Preparing for Changes to Coding in 2016

Coding Corner

The information provided here applies to Medicare coding. Be sure to check with your Medicare Administrative Contractor (MAC) for additional information and clarification on these and other items. You should also contact your local insurance carriers to determine if private insurers follow Medicare's lead on all coding matters.

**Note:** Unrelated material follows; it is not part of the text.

PR #2569, opened 2025-09-15
refactor: switch query plans to use a native `query.Path` type instead of the storage-oriented `tuple.Relationship` type

barakmich:


pkg/query/alias.go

Preparing for Changes to Coding in 2016
Effective January 1, there are a number of changes to evaluation and management (E&M) codes as well as procedural codes that could impact your reimbursement in 2016.  Following are a few highlights for your consideration:

  •  New add-on code for optical microscopy
  •  Clarification of what constitutes an incomplete colonoscopy and what modifier to use for reduced service
  •  New code for Clinical Staff Prolonged Care services
  •  New code for removal of impacted cerumen with washing/lavage
  •  Endobronchial ultrasound (EBUS) is combined into bronchoscopy codes for transbronchial biopsies and needle aspirations
  •  Clarification of documentation requirements for procedures done with image guidance or supervision
  •  A number of new codes for 2016 are the result of combining codes that are commonly billed together resulting in a lower reimbursement because of efficiencies attained through the combination of the new codes
  •  Reimbursement for the counseling and discussion of advanced care directives
  •  Medicare continues to promote the change to evidence-based care through “appropriate use criteria”
  •  The Value-Based Modifier adjustments will begin in 2016 for physicians in groups with 10 or more Eligible Professionals (EPs) based on 2014 performance reporting
  •  Coding for GI services last year was done using “G” codes created by Medicare.  In 2016, you use the codes that were issued in 2015.  
  •  Medicare will cover Cologuard testing (a stool DNA test) under certain guidelines
  •  The new place-of-service 19 code for “off campus-outpatient hospital” care and its appropriate selection based on the 250-yard rule from a hospital main campus was explained in detail.  Use of this code affects supervision requirements for non-physician practitioners.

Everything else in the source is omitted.